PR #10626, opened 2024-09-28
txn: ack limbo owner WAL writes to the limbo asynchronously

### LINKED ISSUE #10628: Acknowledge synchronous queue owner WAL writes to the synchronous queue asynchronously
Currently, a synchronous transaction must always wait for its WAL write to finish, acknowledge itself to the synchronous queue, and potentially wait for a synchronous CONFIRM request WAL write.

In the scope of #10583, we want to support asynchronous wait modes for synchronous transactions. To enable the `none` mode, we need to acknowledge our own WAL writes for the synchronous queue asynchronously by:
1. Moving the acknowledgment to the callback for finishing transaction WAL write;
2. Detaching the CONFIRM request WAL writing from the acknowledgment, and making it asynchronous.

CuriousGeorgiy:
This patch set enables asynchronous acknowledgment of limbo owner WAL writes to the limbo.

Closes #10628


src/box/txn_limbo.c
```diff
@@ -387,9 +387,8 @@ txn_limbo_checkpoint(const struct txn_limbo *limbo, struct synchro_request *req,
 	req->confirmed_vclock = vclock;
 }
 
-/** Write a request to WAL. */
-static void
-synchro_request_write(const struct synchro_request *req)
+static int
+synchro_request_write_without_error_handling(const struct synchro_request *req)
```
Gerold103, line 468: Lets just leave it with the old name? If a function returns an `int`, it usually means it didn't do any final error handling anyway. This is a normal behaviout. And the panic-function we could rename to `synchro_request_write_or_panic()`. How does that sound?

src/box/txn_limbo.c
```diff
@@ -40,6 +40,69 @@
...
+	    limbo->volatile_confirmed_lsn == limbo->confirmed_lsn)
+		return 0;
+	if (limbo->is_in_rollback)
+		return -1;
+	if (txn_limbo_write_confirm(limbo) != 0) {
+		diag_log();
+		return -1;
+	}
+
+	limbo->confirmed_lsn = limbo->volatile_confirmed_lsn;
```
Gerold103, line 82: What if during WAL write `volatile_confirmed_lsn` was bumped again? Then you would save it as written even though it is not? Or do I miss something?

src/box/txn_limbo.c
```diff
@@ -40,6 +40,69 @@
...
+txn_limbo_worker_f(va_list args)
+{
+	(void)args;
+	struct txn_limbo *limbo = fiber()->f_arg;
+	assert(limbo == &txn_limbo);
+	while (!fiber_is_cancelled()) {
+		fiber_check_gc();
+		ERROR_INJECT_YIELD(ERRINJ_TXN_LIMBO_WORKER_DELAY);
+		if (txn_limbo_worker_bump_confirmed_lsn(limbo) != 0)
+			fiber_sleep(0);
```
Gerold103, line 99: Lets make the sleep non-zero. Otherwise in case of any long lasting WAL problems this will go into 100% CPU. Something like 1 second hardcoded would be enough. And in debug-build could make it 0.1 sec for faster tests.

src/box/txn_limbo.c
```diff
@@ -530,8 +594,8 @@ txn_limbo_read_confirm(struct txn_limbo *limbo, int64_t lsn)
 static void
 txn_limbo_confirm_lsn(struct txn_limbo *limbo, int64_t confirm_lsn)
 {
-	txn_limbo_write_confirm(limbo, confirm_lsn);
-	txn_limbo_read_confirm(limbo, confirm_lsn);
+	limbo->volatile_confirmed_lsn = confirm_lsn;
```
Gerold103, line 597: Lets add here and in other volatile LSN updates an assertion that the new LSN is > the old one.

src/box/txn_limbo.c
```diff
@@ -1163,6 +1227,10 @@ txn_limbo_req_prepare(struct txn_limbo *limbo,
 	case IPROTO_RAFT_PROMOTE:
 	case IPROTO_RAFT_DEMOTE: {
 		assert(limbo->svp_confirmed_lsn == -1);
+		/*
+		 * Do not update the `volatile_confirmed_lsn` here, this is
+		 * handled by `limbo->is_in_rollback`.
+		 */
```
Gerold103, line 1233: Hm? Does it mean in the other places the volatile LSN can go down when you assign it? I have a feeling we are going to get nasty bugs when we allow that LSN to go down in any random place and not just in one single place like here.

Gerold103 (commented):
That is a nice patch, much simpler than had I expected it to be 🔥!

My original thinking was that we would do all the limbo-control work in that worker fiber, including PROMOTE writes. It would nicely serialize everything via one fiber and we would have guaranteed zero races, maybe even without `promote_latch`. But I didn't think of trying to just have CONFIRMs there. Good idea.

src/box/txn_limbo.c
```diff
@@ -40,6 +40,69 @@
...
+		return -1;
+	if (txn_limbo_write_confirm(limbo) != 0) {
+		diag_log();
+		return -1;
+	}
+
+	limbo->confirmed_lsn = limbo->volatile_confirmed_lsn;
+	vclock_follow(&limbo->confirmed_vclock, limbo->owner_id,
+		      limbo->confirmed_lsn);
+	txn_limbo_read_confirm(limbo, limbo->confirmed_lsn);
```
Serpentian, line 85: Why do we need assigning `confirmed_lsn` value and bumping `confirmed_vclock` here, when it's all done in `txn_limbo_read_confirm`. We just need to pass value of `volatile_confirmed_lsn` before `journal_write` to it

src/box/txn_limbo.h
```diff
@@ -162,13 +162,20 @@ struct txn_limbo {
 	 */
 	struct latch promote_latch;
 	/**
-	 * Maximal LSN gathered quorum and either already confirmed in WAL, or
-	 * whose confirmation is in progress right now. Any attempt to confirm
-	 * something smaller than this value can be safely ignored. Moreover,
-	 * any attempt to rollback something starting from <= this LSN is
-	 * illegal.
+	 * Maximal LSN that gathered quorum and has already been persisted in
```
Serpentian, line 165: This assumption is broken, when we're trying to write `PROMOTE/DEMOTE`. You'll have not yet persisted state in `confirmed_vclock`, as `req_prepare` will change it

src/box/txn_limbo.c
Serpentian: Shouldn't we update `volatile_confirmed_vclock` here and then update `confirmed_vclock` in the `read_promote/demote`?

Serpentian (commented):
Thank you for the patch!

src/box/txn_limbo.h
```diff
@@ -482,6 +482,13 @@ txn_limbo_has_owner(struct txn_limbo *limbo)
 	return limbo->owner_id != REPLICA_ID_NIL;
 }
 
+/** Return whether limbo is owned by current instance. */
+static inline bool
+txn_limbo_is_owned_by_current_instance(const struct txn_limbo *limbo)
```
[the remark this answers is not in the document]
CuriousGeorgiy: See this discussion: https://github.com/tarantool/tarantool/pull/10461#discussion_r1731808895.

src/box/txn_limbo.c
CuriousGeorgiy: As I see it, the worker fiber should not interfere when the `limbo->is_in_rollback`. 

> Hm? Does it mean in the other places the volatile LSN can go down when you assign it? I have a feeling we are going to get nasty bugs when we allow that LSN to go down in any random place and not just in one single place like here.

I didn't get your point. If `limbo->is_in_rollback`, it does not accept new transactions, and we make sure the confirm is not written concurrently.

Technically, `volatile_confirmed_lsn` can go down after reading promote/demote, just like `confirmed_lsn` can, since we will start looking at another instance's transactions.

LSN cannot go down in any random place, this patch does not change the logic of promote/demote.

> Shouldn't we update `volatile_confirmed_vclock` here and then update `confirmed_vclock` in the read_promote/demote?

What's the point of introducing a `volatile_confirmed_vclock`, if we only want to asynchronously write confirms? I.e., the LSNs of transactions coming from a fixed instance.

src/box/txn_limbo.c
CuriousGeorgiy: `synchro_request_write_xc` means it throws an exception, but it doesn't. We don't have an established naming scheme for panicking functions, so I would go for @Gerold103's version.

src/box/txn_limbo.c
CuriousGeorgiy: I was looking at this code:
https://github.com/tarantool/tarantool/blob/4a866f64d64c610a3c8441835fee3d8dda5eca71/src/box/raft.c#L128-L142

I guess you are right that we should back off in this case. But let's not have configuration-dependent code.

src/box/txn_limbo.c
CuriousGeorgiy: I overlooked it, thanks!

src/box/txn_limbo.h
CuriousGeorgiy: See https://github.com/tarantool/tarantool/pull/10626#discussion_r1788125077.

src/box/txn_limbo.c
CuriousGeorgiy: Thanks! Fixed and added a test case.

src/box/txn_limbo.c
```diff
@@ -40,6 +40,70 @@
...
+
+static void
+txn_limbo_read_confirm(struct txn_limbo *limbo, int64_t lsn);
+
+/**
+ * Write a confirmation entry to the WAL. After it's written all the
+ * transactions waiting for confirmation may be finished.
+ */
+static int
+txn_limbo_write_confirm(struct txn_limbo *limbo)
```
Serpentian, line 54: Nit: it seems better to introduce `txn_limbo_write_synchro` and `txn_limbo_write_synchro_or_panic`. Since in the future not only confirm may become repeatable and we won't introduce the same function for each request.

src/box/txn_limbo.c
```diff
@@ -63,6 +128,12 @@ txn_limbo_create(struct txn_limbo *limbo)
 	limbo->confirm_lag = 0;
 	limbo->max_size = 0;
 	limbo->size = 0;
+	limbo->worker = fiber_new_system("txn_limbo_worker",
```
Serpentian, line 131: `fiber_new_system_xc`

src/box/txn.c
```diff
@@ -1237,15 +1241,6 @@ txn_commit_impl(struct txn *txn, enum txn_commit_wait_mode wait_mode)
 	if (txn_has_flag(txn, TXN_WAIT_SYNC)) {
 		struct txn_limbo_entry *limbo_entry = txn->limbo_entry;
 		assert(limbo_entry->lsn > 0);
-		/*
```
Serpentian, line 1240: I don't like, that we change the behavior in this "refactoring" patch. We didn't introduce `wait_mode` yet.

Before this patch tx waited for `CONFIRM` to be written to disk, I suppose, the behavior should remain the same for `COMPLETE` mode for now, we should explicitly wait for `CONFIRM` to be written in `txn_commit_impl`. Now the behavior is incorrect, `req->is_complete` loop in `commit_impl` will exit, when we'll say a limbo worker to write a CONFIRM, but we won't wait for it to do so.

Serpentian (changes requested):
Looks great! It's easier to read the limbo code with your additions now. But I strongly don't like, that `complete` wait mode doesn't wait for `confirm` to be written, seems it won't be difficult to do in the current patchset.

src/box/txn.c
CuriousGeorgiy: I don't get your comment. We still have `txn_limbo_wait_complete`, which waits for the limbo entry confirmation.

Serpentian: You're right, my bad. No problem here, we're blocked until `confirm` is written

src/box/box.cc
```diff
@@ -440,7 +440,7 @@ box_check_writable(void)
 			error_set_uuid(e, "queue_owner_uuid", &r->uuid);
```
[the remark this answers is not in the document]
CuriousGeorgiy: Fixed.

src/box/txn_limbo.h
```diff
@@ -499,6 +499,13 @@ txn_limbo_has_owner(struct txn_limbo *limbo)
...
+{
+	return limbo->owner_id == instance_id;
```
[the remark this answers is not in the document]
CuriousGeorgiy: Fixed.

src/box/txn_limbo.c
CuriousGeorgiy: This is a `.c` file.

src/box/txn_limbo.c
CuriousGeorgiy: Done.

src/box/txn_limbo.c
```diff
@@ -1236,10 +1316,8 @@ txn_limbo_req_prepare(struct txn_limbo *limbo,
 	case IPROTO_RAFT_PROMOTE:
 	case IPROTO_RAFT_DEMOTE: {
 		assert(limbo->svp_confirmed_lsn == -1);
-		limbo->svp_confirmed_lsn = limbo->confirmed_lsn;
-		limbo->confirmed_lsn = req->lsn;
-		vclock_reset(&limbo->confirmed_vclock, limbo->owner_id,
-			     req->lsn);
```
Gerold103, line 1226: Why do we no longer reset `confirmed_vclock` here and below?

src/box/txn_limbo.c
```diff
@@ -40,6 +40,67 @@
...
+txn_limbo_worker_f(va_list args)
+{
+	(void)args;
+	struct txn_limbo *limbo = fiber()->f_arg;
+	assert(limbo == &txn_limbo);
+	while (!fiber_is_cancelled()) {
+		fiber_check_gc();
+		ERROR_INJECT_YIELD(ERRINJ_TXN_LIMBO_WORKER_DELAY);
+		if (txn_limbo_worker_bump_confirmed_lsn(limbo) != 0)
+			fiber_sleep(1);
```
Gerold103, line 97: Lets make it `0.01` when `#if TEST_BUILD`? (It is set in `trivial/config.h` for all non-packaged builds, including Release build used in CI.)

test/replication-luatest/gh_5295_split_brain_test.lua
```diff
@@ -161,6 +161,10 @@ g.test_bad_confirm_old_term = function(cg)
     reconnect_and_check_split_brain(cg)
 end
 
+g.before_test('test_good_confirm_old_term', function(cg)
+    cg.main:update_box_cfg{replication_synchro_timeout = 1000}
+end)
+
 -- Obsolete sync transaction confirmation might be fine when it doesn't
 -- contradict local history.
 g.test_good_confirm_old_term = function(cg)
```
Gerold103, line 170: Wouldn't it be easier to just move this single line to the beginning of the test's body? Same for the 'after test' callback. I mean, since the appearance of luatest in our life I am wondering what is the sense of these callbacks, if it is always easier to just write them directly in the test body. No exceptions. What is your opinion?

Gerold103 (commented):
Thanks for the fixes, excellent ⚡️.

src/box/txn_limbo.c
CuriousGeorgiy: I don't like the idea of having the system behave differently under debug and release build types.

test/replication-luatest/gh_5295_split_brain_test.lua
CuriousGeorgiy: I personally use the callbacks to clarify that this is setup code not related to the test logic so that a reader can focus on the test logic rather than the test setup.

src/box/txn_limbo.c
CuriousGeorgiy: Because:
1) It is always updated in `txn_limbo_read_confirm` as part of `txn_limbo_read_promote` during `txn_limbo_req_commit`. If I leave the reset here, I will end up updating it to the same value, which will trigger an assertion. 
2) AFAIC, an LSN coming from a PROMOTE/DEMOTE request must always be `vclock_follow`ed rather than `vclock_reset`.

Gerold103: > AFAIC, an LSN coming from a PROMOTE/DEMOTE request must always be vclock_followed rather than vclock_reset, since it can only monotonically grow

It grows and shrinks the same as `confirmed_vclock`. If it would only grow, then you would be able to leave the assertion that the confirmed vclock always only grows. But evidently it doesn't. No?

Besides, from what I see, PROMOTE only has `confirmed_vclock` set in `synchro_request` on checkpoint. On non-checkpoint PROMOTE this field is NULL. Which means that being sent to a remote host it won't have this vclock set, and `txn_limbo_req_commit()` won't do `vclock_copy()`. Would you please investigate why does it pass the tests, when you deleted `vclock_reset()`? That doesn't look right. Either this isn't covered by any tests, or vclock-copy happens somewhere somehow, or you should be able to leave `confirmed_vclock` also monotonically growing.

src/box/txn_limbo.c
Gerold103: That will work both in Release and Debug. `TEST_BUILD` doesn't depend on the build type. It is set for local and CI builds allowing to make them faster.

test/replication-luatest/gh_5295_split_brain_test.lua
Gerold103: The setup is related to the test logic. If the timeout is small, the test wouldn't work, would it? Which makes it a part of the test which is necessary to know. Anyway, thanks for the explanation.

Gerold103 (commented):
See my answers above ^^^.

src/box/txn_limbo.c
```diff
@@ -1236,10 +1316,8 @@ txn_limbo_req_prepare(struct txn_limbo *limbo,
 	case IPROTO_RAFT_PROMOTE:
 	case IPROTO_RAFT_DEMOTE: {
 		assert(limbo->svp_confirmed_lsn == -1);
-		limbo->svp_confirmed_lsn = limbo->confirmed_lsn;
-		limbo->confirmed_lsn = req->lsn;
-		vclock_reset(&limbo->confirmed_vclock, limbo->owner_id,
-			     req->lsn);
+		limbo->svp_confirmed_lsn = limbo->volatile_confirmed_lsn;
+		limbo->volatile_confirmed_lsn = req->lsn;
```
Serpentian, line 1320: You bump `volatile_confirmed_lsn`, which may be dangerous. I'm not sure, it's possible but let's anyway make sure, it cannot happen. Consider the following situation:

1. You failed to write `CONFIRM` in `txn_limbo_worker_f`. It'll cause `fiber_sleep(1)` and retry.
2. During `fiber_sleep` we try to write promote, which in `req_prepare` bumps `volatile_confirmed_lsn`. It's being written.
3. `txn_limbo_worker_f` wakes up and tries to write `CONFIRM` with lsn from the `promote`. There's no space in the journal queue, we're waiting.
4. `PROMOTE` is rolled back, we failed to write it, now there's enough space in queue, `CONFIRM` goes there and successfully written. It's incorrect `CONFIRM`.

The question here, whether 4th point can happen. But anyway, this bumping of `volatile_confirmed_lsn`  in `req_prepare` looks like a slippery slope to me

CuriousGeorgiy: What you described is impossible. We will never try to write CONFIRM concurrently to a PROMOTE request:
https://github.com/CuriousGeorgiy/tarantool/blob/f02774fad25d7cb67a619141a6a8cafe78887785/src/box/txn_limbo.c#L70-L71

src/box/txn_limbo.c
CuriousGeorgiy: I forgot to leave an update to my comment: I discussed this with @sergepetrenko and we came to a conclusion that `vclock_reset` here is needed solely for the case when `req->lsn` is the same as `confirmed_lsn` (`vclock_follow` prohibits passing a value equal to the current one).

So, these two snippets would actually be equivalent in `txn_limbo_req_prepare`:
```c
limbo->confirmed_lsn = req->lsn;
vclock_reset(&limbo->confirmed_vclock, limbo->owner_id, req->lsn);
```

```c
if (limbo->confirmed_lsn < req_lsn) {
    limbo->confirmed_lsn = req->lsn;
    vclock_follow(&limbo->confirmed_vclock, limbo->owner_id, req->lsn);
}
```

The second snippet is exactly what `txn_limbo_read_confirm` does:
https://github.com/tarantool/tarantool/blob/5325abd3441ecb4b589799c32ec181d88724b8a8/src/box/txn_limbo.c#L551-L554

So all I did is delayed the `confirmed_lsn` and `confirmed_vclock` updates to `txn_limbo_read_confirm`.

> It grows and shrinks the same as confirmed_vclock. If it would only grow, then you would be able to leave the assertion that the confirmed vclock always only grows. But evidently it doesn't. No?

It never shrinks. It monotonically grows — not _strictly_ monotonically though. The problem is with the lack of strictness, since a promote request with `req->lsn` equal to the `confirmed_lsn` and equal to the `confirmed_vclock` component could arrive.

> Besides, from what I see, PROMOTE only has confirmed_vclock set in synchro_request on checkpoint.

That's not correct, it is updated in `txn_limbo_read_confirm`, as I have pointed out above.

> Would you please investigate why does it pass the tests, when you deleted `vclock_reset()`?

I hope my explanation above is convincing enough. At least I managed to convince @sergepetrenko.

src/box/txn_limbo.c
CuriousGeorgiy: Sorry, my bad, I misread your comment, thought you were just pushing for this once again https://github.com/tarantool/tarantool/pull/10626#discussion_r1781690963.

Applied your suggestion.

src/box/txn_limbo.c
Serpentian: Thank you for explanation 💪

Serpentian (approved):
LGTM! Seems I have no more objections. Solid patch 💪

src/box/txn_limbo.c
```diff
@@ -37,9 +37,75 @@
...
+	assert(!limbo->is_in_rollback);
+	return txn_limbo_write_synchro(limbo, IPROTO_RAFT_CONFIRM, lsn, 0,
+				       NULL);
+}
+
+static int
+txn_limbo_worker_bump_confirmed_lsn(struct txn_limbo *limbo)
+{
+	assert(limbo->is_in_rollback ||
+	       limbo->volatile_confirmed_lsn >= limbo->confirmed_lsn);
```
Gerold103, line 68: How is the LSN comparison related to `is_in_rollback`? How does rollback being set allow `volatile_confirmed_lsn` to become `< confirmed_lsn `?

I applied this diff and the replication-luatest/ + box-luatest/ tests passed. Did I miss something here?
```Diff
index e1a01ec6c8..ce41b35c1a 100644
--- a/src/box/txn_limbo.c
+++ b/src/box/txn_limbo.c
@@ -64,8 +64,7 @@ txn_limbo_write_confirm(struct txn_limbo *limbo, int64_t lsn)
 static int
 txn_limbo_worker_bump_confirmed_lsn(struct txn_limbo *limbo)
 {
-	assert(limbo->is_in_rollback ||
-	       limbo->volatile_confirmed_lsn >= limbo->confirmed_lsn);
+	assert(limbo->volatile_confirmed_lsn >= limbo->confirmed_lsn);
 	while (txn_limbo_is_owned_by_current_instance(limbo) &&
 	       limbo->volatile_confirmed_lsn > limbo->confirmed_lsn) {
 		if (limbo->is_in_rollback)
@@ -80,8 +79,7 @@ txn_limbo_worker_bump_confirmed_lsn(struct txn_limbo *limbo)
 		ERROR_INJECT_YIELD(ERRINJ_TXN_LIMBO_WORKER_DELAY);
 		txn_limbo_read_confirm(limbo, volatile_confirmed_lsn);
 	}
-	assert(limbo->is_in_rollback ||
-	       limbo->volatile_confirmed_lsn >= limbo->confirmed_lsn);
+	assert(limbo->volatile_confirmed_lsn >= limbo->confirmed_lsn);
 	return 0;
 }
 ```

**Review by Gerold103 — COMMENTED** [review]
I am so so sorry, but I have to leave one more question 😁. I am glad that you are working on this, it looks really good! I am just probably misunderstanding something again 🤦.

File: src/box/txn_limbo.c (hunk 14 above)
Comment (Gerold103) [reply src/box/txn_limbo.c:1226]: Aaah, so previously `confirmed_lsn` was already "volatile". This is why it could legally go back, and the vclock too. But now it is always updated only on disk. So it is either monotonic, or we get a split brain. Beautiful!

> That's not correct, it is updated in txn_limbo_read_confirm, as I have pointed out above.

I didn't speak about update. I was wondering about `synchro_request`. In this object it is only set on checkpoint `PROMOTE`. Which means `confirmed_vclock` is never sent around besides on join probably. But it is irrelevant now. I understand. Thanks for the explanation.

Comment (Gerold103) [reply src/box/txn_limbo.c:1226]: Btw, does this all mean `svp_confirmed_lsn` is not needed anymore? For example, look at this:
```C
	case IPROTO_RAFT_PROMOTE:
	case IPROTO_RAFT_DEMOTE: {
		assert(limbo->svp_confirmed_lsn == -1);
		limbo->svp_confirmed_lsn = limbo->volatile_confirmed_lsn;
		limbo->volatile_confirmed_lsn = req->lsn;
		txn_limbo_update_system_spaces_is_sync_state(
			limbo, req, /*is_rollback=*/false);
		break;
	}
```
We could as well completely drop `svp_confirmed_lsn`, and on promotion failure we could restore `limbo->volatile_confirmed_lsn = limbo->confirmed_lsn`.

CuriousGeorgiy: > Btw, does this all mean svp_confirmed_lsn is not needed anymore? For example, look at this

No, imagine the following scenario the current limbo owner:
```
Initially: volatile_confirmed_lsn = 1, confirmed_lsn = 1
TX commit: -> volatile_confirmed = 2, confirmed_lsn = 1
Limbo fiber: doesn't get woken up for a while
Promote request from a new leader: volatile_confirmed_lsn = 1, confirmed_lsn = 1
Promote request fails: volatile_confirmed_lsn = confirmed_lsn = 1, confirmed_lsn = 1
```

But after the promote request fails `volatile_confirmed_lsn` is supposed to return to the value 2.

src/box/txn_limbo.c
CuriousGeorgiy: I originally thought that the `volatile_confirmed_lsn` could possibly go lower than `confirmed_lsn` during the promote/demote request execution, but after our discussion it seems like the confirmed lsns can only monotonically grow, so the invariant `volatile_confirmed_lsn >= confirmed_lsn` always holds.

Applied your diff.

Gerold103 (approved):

________________

• YOUR INSTRUCTIONS
All lines of the material that contain the word "Maximal" should be listed.

• EXERCISE ANSWER
-	 * Maximal LSN gathered quorum and either already confirmed in WAL, or
+	 * Maximal LSN that gathered quorum and has already been persisted in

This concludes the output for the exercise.